▶ _Task item_
Give back exactly the lines of the data below, starting with the line that has "PR #4074, opened 2022-12-04" and going on through the line that has "### LINKED ISSUE #4002: doc: Remove".

▶ _Supplied entries_
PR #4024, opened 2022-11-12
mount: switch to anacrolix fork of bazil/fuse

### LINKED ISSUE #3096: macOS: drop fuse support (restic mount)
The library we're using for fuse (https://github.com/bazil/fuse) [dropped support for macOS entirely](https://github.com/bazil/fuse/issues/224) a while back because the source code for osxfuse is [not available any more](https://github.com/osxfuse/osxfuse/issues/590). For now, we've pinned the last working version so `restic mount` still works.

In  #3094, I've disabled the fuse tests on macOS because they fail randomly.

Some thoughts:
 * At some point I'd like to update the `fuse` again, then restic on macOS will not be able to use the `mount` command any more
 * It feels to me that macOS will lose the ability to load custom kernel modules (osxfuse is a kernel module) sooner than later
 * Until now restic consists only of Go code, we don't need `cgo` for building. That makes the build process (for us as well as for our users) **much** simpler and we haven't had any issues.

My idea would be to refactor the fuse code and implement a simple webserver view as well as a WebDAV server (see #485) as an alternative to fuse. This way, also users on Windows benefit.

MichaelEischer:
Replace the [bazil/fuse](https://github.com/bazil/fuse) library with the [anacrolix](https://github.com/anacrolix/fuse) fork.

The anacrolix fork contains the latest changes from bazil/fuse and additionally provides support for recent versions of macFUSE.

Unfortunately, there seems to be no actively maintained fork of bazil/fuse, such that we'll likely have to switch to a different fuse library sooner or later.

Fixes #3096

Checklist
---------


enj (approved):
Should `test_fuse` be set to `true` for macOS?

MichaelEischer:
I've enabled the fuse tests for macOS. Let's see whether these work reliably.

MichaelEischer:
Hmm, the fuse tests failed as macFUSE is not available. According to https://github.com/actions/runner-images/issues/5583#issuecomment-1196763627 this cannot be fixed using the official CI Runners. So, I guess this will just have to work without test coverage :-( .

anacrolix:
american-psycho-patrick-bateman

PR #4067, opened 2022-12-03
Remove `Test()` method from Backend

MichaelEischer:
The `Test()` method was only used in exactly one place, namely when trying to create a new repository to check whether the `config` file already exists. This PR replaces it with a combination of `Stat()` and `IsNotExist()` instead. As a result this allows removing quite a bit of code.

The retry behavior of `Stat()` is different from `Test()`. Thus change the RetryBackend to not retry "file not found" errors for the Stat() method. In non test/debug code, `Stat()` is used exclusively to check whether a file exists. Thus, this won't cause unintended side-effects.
---
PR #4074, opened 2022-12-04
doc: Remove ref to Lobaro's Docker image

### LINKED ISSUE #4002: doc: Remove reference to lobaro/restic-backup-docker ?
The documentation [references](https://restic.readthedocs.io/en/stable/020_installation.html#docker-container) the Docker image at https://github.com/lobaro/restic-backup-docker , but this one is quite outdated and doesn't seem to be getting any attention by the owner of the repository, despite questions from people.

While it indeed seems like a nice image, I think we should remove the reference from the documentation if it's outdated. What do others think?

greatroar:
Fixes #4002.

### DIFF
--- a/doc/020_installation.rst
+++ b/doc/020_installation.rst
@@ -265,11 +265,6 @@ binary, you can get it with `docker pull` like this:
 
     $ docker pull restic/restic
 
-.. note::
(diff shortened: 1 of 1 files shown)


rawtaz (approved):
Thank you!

▶ _Task solution_
PR #4074, opened 2022-12-04
doc: Remove ref to Lobaro's Docker image

### LINKED ISSUE #4002: doc: Remove reference to lobaro/restic-backup-docker ?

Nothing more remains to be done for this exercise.